Modern data lakes are multi-engine. They require central table storage, portable metadata, access control, and persistent structure. RustFS supports all major table formats, including Iceberg, Hudi, and Delta Lake.

Cloud Native

RustFS operates on cloud principles: containerization, orchestration, microservices, APIs, infrastructure as code, and automation. The cloud-native ecosystem integrates seamlessly with RustFS, including Spark, Presto/Trino, Snowflake, Dremio, NiFi, Kafka, Prometheus, OpenObserve, Istio, Linkerd, Hashicorp Vault, and Keycloak.

Multi-Engine

RustFS supports all S3-compatible query engines.

Multi-Engine Support

Multi-Engine Support

Performance

Modern data lakes require high performance. RustFS benchmarks demonstrate superior performance compared to legacy Hadoop systems, improving query engine (Spark, Presto, Trino, Snowflake, SQL Server, Teradata) and AI/ML platform (MLflow, Kubeflow) efficiency.

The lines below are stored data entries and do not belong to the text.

PR #452, opened 2020-03-12
'add to queue' endpoint added

Peter-Schorn:
see https://developer.spotify.com/documentation/web-api/reference-beta/#endpoint-add-to-queue

This is my first pull request, so please let me know if I've done anything wrong.

PR #453, opened 2020-03-13
add_to_queue endpoint added

Peter-Schorn:


Peter-Schorn:
Did I do it right?

stephanebruckert:
Oh, you should have used the same PR https://github.com/plamere/spotipy/pull/452. But that's fine, I will merge both. Thanks a lot!

Peter-Schorn:
So is there anything else I need to do?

Benchmarks show 325 GiB/s (349 GB/s) on GET and 165 GiB/s (177 GB/s) on PUT with 32 NVMe SSD nodes.

Lightweight

The RustFS server binary is < 100 MB. It is robust enough for data centers and lightweight enough for the edge. Enterprises can access data anywhere with the same S3 API. RustFS edge locations and replication capabilities allow data capture and filtering at the edge before aggregation.

Decomposition

Modern data lakes separate compute and storage. High-speed query processing engines outsource storage to high-throughput object storage like RustFS. By keeping subsets of data in memory and leveraging features like predicate pushdown (S3 Select) and external tables, query engines gain flexibility.

Open Source

Open source is a key driver for data lake adoption. RustFS is 100% open source, ensuring freedom from lock-in.

Rapid Growth

Data is constantly being generated, which means it must be constantly ingested - without causing indigestion. RustFS is built for this world and works out of the box with Kafka, Flink, RabbitMQ, and numerous other solutions. The result is that the data lake/lakehouse becomes a single source of truth that can seamlessly scale to exabytes and beyond.

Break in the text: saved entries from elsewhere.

PR #1612, opened 2022-10-25
CBL-3778: Collection SG test, "Auto Purge Enabled - Filter Removed Re…

jianminzhao:
…vision"

### DIFF
--- a/Replicator/tests/ReplicatorCollectionSGTest.cc
+++ b/Replicator/tests/ReplicatorCollectionSGTest.cc
@@ -109,6 +109,17 @@ public:
             c4db_release(verifyDb);
             verifyDb = nullptr;
         }
+        
+        if (hasCreatedTestUser) {
+            HTTPStatus status;
+            alloc_slice saveAuthHeader = _authHeader;
+            _authHeader = AdminAuthHeader;
+            sendRemoteRequest("DELETE", "_user/"s+TestUser, &status, ERROR_INFO(), nullslice, true);
+            _authHeader = saveAuthHeader;
+            if (status != HTTPStatus::OK) {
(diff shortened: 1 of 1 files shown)


Replicator/tests/ReplicatorCollectionSGTest.cc
```diff
@@ -1070,3 +1099,121 @@ TEST_CASE_METHOD(ReplicatorCollectionSGTest, "Auto Purge Enabled - Remove Doc Fr
...
+         int docsEndedPurge = 0;
+         int pullFilterTotal = 0;
+         int pullFilterPurge = 0;
+         void reset() {
+             docsEndedTotal = 0;
+             docsEndedPurge = 0;
+             pullFilterTotal = 0;
+             pullFilterPurge = 0;
+         }
+     } cbContext;
```
borrrden, line 1139: This is tons of lines duplicated with other tests, which is a recipe for unreliable maintainability.

borrrden (approved):
Careful of this building tech debt in the form of copy pasted code

Replicator/tests/ReplicatorCollectionSGTest.cc
jianminzhao: Do you refer to the above or below?

borrrden: Always above....below does not show up in the snippet above

jianminzhao: It's just like 4 local variables. Thought to take them out but could not find a meaningful standalone description and there are only 3 or 4 tests may share.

RustFS has multiple customers with daily data ingestion exceeding 250PB.

Simplicity

Simplicity is hard. It requires work, discipline, and most importantly, commitment. RustFS prioritizes simplicity in design and operation and is a philosophical commitment that makes our software easy to deploy, use, upgrade, and scale. Modern data lakes don't have to be complex. There are a few parts, and we're committed to ensuring RustFS is the easiest to adopt and deploy.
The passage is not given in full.